◆ DATA PROVIDED ◆
PR #8950, opened 2021-02-25
Fix closure references in Daml Repl

cocreature:
Turns out the comment "we probably need to extend this to merge the
modules from each line" was exactly correct: If the result evaluates
to a closure (or a value including a closure), it can reference
definitions from the current module. This happens if the simplifier
lifted something out of the current definition (otherwise we have only
one and it cannot be recursive so no chance of leaking a reference).

This PR fixes this by checking whether the result references the
current module and if it does, we keep it around.

changelog_begin
changelog_end

### Pull Request Checklist

trigger the build.

### DIFF
--- a/compiler/repl-service/server/src/main/scala/com/digitalasset/daml/lf/ReplServiceMain.scala
+++ b/compiler/repl-service/server/src/main/scala/com/digitalasset/daml/lf/ReplServiceMain.scala
@@ -13,7 +13,7 @@ import com.daml.lf.engine.script._
 import com.daml.lf.language.Ast._
 import com.daml.lf.language.{Ast, LanguageVersion, Util => AstUtil}
 import com.daml.lf.speedy.SExpr._
-import com.daml.lf.speedy.{Compiler, SDefinition, SValue, SExpr, SError}
+import com.daml.lf.speedy.{Compiler, SDefinition, SError, SExpr, SValue}
 import com.daml.grpc.adapter.{AkkaExecutionSequencerPool, ExecutionSequencerFactory}
 import com.daml.ledger.api.refinements.ApiTypes.ApplicationId
 import com.daml.ledger.api.tls.{TlsConfiguration, TlsConfigurationCli}
@@ -24,6 +24,8 @@ import io.grpc.stub.StreamObserver
 import java.net.{InetAddress, InetSocketAddress}
 import java.nio.file.{Files, Path, Paths}
 import java.util.logging.{Level, Logger}
+
+import com.daml.lf.speedy.iterable.SExprIterable
 
 import scala.jdk.CollectionConverters._
 import scala.concurrent.duration._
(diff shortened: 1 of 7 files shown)


daml-lf/interpreter/src/main/scala/com/digitalasset/daml/lf/speedy/iterable/SExprIterable.scala
```diff
@@ -0,0 +1,64 @@
+// Copyright (c) 2021 Digital Asset (Switzerland) GmbH and/or its affiliates. All rights reserved.
+// SPDX-License-Identifier: Apache-2.0
+
+package com.daml.lf.speedy.iterable
+
+import com.daml.lf.speedy.{SExpr, SValue}
+import scala.jdk.CollectionConverters._
+
+object SExprIterable {
```
cocreature, line 9: @remyhaemmerle-da I don’t like any of this but I don’t know how to do it nicer. If you have suggestions, I’m very open.

aherrmann-da: @cocreature Maybe add a comment explaining how this iterates. As I understand it, it iterates only over the top layer but doesn't recurse into depth.

aherrmann-da (approved):

compiler/repl-service/server/src/main/scala/com/digitalasset/daml/lf/ReplServiceMain.scala
```diff
@@ -177,6 +179,22 @@ object ReplService {
...
+          if (ref.packageId == homePackageId) {
+            acc + ref.modName
+          } else {
+            acc
+          }
+        case e => SExprIterable(e).foldLeft(acc)(moduleRefs)
+      }
+
+    SExprIterable(v).foldLeft(Set.empty[ModuleName])(moduleRefs)
+  }
```
remyhaemmerle-da, line 197: Can we move that to `com.daml.lf.speedy.SValue` and make the `SExprIterable` `speedy` private ?

remyhaemmerle-da (approved):
:cry:

daml-lf/interpreter/src/main/scala/com/digitalasset/daml/lf/speedy/iterable/SExprIterable.scala
cocreature: added a comment, yes your observation is exactly right. Works like our other iterables (e.g. `ExprIterable`) or Haskell’s plated stuff

compiler/repl-service/server/src/main/scala/com/digitalasset/daml/lf/ReplServiceMain.scala
cocreature: I kept this function here but moved the code under `com.daml.lf.speedy.repl.ReplServiceMain` and made the other stuff `private`.

remyhaemmerle-da: Thanks.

◆ EXERCISE GOAL ◆
Extract every entry above as it appears.

◆ RESULT OF THIS EXERCISE ◆
PR #8950, opened 2021-02-25
Fix closure references in Daml Repl

cocreature:
Turns out the comment "we probably need to extend this to merge the
modules from each line" was exactly correct: If the result evaluates
to a closure (or a value including a closure), it can reference
definitions from the current module. This happens if the simplifier
lifted something out of the current definition (otherwise we have only
one and it cannot be recursive so no chance of leaking a reference).

This PR fixes this by checking whether the result references the
current module and if it does, we keep it around.

changelog_begin
changelog_end

### Pull Request Checklist

trigger the build.

### DIFF
--- a/compiler/repl-service/server/src/main/scala/com/digitalasset/daml/lf/ReplServiceMain.scala
+++ b/compiler/repl-service/server/src/main/scala/com/digitalasset/daml/lf/ReplServiceMain.scala
@@ -13,7 +13,7 @@ import com.daml.lf.engine.script._
 import com.daml.lf.language.Ast._
 import com.daml.lf.language.{Ast, LanguageVersion, Util => AstUtil}
 import com.daml.lf.speedy.SExpr._
-import com.daml.lf.speedy.{Compiler, SDefinition, SValue, SExpr, SError}
+import com.daml.lf.speedy.{Compiler, SDefinition, SError, SExpr, SValue}
 import com.daml.grpc.adapter.{AkkaExecutionSequencerPool, ExecutionSequencerFactory}
 import com.daml.ledger.api.refinements.ApiTypes.ApplicationId
 import com.daml.ledger.api.tls.{TlsConfiguration, TlsConfigurationCli}
@@ -24,6 +24,8 @@ import io.grpc.stub.StreamObserver
 import java.net.{InetAddress, InetSocketAddress}
 import java.nio.file.{Files, Path, Paths}
 import java.util.logging.{Level, Logger}
+
+import com.daml.lf.speedy.iterable.SExprIterable
 
 import scala.jdk.CollectionConverters._
 import scala.concurrent.duration._
(diff shortened: 1 of 7 files shown)


daml-lf/interpreter/src/main/scala/com/digitalasset/daml/lf/speedy/iterable/SExprIterable.scala
```diff
@@ -0,0 +1,64 @@
+// Copyright (c) 2021 Digital Asset (Switzerland) GmbH and/or its affiliates. All rights reserved.
+// SPDX-License-Identifier: Apache-2.0
+
+package com.daml.lf.speedy.iterable
+
+import com.daml.lf.speedy.{SExpr, SValue}
+import scala.jdk.CollectionConverters._
+
+object SExprIterable {
```
cocreature, line 9: @remyhaemmerle-da I don’t like any of this but I don’t know how to do it nicer. If you have suggestions, I’m very open.

aherrmann-da: @cocreature Maybe add a comment explaining how this iterates. As I understand it, it iterates only over the top layer but doesn't recurse into depth.

aherrmann-da (approved):

compiler/repl-service/server/src/main/scala/com/digitalasset/daml/lf/ReplServiceMain.scala
```diff
@@ -177,6 +179,22 @@ object ReplService {
...
+          if (ref.packageId == homePackageId) {
+            acc + ref.modName
+          } else {
+            acc
+          }
+        case e => SExprIterable(e).foldLeft(acc)(moduleRefs)
+      }
+
+    SExprIterable(v).foldLeft(Set.empty[ModuleName])(moduleRefs)
+  }
```
remyhaemmerle-da, line 197: Can we move that to `com.daml.lf.speedy.SValue` and make the `SExprIterable` `speedy` private ?

remyhaemmerle-da (approved):
:cry:

daml-lf/interpreter/src/main/scala/com/digitalasset/daml/lf/speedy/iterable/SExprIterable.scala
cocreature: added a comment, yes your observation is exactly right. Works like our other iterables (e.g. `ExprIterable`) or Haskell’s plated stuff

compiler/repl-service/server/src/main/scala/com/digitalasset/daml/lf/ReplServiceMain.scala
cocreature: I kept this function here but moved the code under `com.daml.lf.speedy.repl.ReplServiceMain` and made the other stuff `private`.

remyhaemmerle-da: Thanks.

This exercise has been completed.